The present study investigated total annual OCS exposure, as the detrimental effect of OCS have been demonstrated to have been dose-dependent [15, 18]. Thus, the reason for OCS treatment was not taken into account when classifying patients into the three OCS groups, and treatment could have been initiated as courses of OCS due to asthma exacerbations or as longer-term maintenance treatment. An OCS dosage of 5 mg per day would amount to an annual OCS dosage of 1825 mg, and patients with corresponding claims were classified as regular OCS users. Previous studies have reported that patients with severe uncontrolled asthma may require several oral steroid bursts yearly [30, 31]. These patients could potentially be exposed to an annual OCS dosage of the same magnitude as patients with longer term low dosage maintenance treatment. When excluding patients with a concomitant COPD diagnosis the relative difference in cost between the groups remained, thereby indicating that the observed difference was not driven by patients with a concomitant COPD diagnosis.

In the present study, the regular OCS users had greater baseline blood eosinophil counts compared with the periodic and non-OCS users. The high health care cost associated with regular OCS use observed in our study, in combination with the known adverse effects of OCS, emphasizes the importance of steroid sparing strategies in the treatment of patients with severe asthma. New biologic treatments, targeting severe uncontrolled eosinophilic asthma have recently become available, and data show that in addition to effectively decrease exacerbations, these treatments also result in reduced OCS need [32, 33]. At present, to be eligible for treatment with these compounds, patients should fulfil criteria’s such as specific eosinophil counts and previous exacerbations. It has, however, been suggested that a target population for biologic treatments may be asthma patients with regular OCS use [34].

This is an observational cohort study with linkage of data from electronic medical record and national health registries, a design that comes with several limitations. A key limitation is that medication use is based on prescription claims, which do not fully reflect how patients actually use medications.
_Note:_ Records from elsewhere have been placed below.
PR #1242, opened 2026-09-17
docs(adapters): correct the three constructor signatures the framework adapters reject (#1230)

### LINKED ISSUE #1230: docs: adapters.md documents an engine= keyword that the LangGraph, OpenAI and LangChain adapters reject
## Summary

`docs/api/adapters.md` teaches one constructor shape for every adapter:

```
`continuum.adapters.GenericAgentAdapter(storage, *, engine=None)`      :16
`continuum.adapters.LangGraphAgentAdapter(storage, *, engine=None)`    :54
`continuum.adapters.OpenAIAgentAdapter(storage, *, engine=None)`       :67
`continuum.adapters.LangChainAgentAdapter(storage, *, engine=None)`    :80
`continuum.adapters.BrowserAdapter(storage, *, engine=None)`           :87
`continuum.adapters.ContainerAdapter(storage, image, *, engine=None)` :117
`continuum.adapters.KubernetesAdapter(storage, *, namespace="default", engine=None)`  :148
`continuum.adapters.FilesystemSandboxAdapter(storage, sandbox_dir, *, engine=None)`    :179
`continuum.adapters.python_inproc.PythonInProcAdapter(storage, workdir, *, engine=None)` :211
```

The Generic, Browser, Container, Kubernetes, Filesystem and PythonInProc entries are correct: those constructors do accept `engine`. The three framework adapters do not. Their `__init__` signatures:

- `src/continuum/adapters/langgraph.py:125` — `(storage, *, graph=None, state_to_semantic=None, auto_file=None, auto_total=None)`
- `src/continuum/adapters/openai.py:146` — same minus `graph`
- `src/continuum/adapters/langchain.py:121` — same minus `graph`

So `LangGraphAgentAdapter(storage, engine=my_engine)` raises `TypeError: __init__() got an unexpected keyword argument 'engine'`, while the same file's Generic entry suggests it should work. The three adapters still reach an engine, but they build it themselves via `super().__init__(storage, auto_file=..., auto_total=...)` and read `self.engine` afterwards, so an operator cannot inject one.

The same three entries also omit `graph` and `state_to_semantic`, which are the primary customization points on the LangGraph adapter and the only way to point it at a compiled graph.

## Affected component

Adapters (LangGraph, OpenAI Agents, LangChain); Documentation.

## Severity

Major functionality broken, workaround exists, for a reader following the docs: the documented call fails and the error names a keyword the doc just told them to pass.

## System information

- Python: 3.13.5

```bash
python -c "
import inspect, sys; sys.path.insert(0, 'src')
from continuum.adapters import langgraph
print(inspect.signature(langgraph.LangGraphAgentAdapter.__init__))
"
```

## What a fix looks like

Correct the three entries to the real signatures, including `graph` and `state_to_semantic` for LangGraph, and add a sentence that these three build their own `RecoveryEngine` internally so an injected engine is not among their options (that is the fact of the code today; whether it should change is a separate design question). No example in `examples/` passes `engine=` to any of the three, so this is docs-only.

abyyxhek:
## What

`docs/api/adapters.md` taught one constructor shape per adapter. Three of them documented an `engine=` keyword the classes do not accept, so copying the documented line raised `TypeError` naming a keyword the page had just told the reader to pass.

Closes #1230.

## The three wrong lines

| Documented | Real signature |
|---|---|
| `LangGraphAgentAdapter(storage, *, engine=None)` | `(storage, *, graph=None, state_to_semantic=None, auto_file=None, auto_total=None)` |
| `OpenAIAgentAdapter(storage, *, engine=None)` | `(storage, *, state_to_semantic=None, auto_file=None, auto_total=None)` |
| `LangChainAgentAdapter(storage, *, engine=None)` | `(storage, *, state_to_semantic=None, auto_file=None, auto_total=None)` |

The three adapters still reach an engine — they build one themselves via `super().__init__(storage, auto_file=..., auto_total=...)` and read `self.engine` afterwards — so an operator cannot inject one. The page now says so instead of offering a keyword that fails.

The same three entries also omitted `graph` and `state_to_semantic`, the primary customization points on the LangGraph adapter and the only way to point it at a compiled graph.

`GenericAgentAdapter`'s line was not wrong but was incomplete; its real keyword-only parameters are listed now. The remaining five entries (Browser, Container, Kubernetes, FilesystemSandbox, PythonInProc) already matched the classes and are unchanged.

## Guard

Adds `tests/test_adapter_docs.py` so the drift cannot recur silently: it parses each documented constructor line, resolves the class, and compares the positional and keyword-only parameter lists against `inspect.signature`. A second test fails if an exported adapter loses its constructor line entirely. Same shape as `test_mcp_docs`, which audits the MCP tool table for the same reason — the page `__all__`-exports these classes, so the signature is part of the promised surface rather than an implementation detail.

I verified the guard has teeth by reverting one line to the old `engine=` form and confirming it fails.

Data retrieval is limited to the variables recorded in the databases and personal and phenotypic characteristics were available for a limited number of patients only. The Swedish Prescribed Drug Register only includes drugs claimed at the pharmacy directly by the patients, and thus does not cover use of biologics as these are administered at a hospital. The number of potential users of biologics in this study would, however, likely be very low as the patients in this study were identified in primary care. Another key limitation of this study is the disparity between the regular and the non-OCS users at baseline. Comorbidities were more frequent the regular OCS group which also was older, why age adjusted analyses were included. Another important limitation is that it cannot be ruled out that some use of OCS was indicated by other diseases than asthma. To mitigate for this potential bias, patients with rheumatoid arthritis and polymyalgia rheumatica were excluded.

This study also has several important strengths, not the least the lack of selection bias and the linkage of electronic primary healthcare data to mandatory health registers with high coverage and quality. It can therefore be expected that the generalizability of our findings in the management of asthma patients in a primary care setting is high.

Conclusion

The total yearly cost of health care resource utilization for a Swedish asthma patient on regular OCS treatment was three times greater than for a patient with no OCS use, indicating substantial economic and health care burden for asthma patients on regular oral steroid treatment.